Howie Goldfarb That’s really interesting, Howie. Are you at all tempted to re-launch the Howie 2.0 and open up all your online selves? I wonder what’s the worst that might happen…
Your word ‘tame’ really stuck out for me and has given me food for thought. Maybe this process of self-transparency has been good for me because I don’t have anything ‘wild’ going on, and there’s nothing too controversial about baking, birdspotting, crafting, reading, and having the odd politicised rant. And I am lucky that the company I work for, Ethical SEO, really celebrates the whole person and encourages individualism.
I guess one question could be: what would you do if you didn’t have to work?
@Holly Dawson I actually moved from the big city (17 years in Los Angeles) and now live in a small Vermont ski resort town of 1600 people. No traffic lights or smog. Walk out my door and wilderness stretches over a big mountain range. I do post lots of photos from here on twitter but almost none on Facebook. So going through 2.0 now offline.
But while my life is fairly tame now in the past all my social life was music/art counterculture. So being in the business world best not to promote that and let my work stand for itself.

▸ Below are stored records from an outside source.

PR #1211, opened 2020-10-18
Support patternized module name for dynamic patch

ParkHanbum:
uftrace provides pattern matching on function names However, that is not supported for module names.
so, I added it.

### DIFF
--- a/libmcount/dynamic.c
+++ b/libmcount/dynamic.c
@@ -310,6 +310,13 @@ struct patt_list {
 	bool positive;
 };
 
+struct module_patt_list {
+	struct list_head list;
+	struct list_head func_patt;
+	struct uftrace_pattern module_patt;
+	char *module;
+};
+
 static bool match_pattern_list(struct list_head *patterns,
 			       struct uftrace_mmap *map,
 			       char *sym_name)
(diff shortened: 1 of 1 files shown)


honggyukim:
Hi @ParkHanbum, it'd be better if you post the way how we can reproduce the difference with a simple example using "Before" and "After".

ParkHanbum:
@honggyukim I should have done it, thank you for telling me. it was updated at first comment.

libmcount/dynamic.c
```diff
@@ -537,13 +537,22 @@ static int do_dynamic_update(struct symtabs *symtabs, char *patch_funcs,
...
+			free(pl->module);
+			free(pl);
+		}
 
-		list_del(&pl->list);
-		free(pl->module);
-		free(pl);
+		list_del(&ml->list);
+		free(ml->module);
+		free(ml);
```
namhyung, line 555: In general, I think it's better to put the release code along with the allocation code.  So we can easily find where they are and make sure not to create any leaks.

Also please consider adding an unit test for new functionalities.  It's also good to check memory errors with ASAN.

namhyung (changes requested):
I think we can simply change type of patt_list.module to struct uftrace_pattern, no?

As for bird spotting I was attacked by an Osprey guarding her nest on a short hike up to the local mountain beaver pond. I tweeted I was being chased by a Falcon even asked my father in law who said we don’t have them here. Upon googling and seeing it was not a falcon I learned it was an osprey. I felt like prey it was very unsettling!
Gosh, thank you very much. I am pleased you enjoyed it. How do you negotiate your different ‘selves’ ?Really interested to hear other people’s experiences…
Holly, this is great and something so many people seem to struggle with. Thank you for sharing your perspective along with your personal experience.